### TASK DIRECTIONS
Each line of the material below is to be given again exactly.

### DATA LISTING
PR #3661, opened 2020-03-09
Fix dependency picker hidden behind text

siddharthkp:
this bug was introduced last week in a different bug fix :)

Screenshot 2020-03-09 at 2 55 07 PMScreenshot 2020-03-09 at 2 54 25 PM


lbogdan:
Build for latest commit https://github.com/codesandbox/codesandbox-client/pull/3661/commits/0aa43515c082439153b24e25bcbe769ebce16040 is at https://pr3661.build.csb.dev/s/new.

SaraVieira:
Good catch

PR #3689, opened 2020-03-13
Fix: Icons cant be on scale

siddharthkp:
Discussed this one with Danny and realised that our icons can't be on the 4pt scale

Example:

Screenshot 2020-03-13 at 11 21 36 AM

The button that contains both these icons is the same size - 26x26, but the icons inside them have to be adjusted based how they look next to each other

Because of that, they can't always be 16. or even be on the 8/12/16 scale we have. We need more granular control of them

The ones in the image are 14x14 and 10x10 to look _optically aligned._ (both inside a 26x26 button)

- [x] Changed the icon component
- [x] updated all the components that use icon (backward compat lol)

Notes for future: It would be cool to optically align icons in the library so that there are less scenarios in which we need to optically align them. This can't be abstracted away fully because optical alignment depends on the context/neighbouring icons, so we'll always need this escape hatch 🙃

### DIFF
--- a/packages/app/src/app/pages/Sandbox/Editor/Workspace/screens/Comments/Comment.tsx
+++ b/packages/app/src/app/pages/Sandbox/Editor/Workspace/screens/Comments/Comment.tsx
@@ -70,7 +70,7 @@ export const Comment = React.memo(({ comment }: any) => {
             <Icon name="check" title="Resolved" color="green" />
           )}
           <Menu>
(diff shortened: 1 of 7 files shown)


lbogdan:
Build for latest commit https://github.com/codesandbox/codesandbox-client/pull/3689/commits/95374a0204b4c9e093971056b67bc5312ec866b2 is at https://pr3689.build.csb.dev/s/new.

### TASK ANSWER
PR #3661, opened 2020-03-09
Fix dependency picker hidden behind text

siddharthkp:
this bug was introduced last week in a different bug fix :)

Screenshot 2020-03-09 at 2 55 07 PMScreenshot 2020-03-09 at 2 54 25 PM


lbogdan:
Build for latest commit https://github.com/codesandbox/codesandbox-client/pull/3661/commits/0aa43515c082439153b24e25bcbe769ebce16040 is at https://pr3661.build.csb.dev/s/new.

SaraVieira:
Good catch

PR #3689, opened 2020-03-13
Fix: Icons cant be on scale

siddharthkp:
Discussed this one with Danny and realised that our icons can't be on the 4pt scale

Example:

Screenshot 2020-03-13 at 11 21 36 AM

The button that contains both these icons is the same size - 26x26, but the icons inside them have to be adjusted based how they look next to each other

Because of that, they can't always be 16. or even be on the 8/12/16 scale we have. We need more granular control of them

The ones in the image are 14x14 and 10x10 to look _optically aligned._ (both inside a 26x26 button)

- [x] Changed the icon component
- [x] updated all the components that use icon (backward compat lol)

Notes for future: It would be cool to optically align icons in the library so that there are less scenarios in which we need to optically align them. This can't be abstracted away fully because optical alignment depends on the context/neighbouring icons, so we'll always need this escape hatch 🙃

### DIFF
--- a/packages/app/src/app/pages/Sandbox/Editor/Workspace/screens/Comments/Comment.tsx
+++ b/packages/app/src/app/pages/Sandbox/Editor/Workspace/screens/Comments/Comment.tsx
@@ -70,7 +70,7 @@ export const Comment = React.memo(({ comment }: any) => {
             <Icon name="check" title="Resolved" color="green" />
           )}
           <Menu>
(diff shortened: 1 of 7 files shown)


lbogdan:
Build for latest commit https://github.com/codesandbox/codesandbox-client/pull/3689/commits/95374a0204b4c9e093971056b67bc5312ec866b2 is at https://pr3689.build.csb.dev/s/new.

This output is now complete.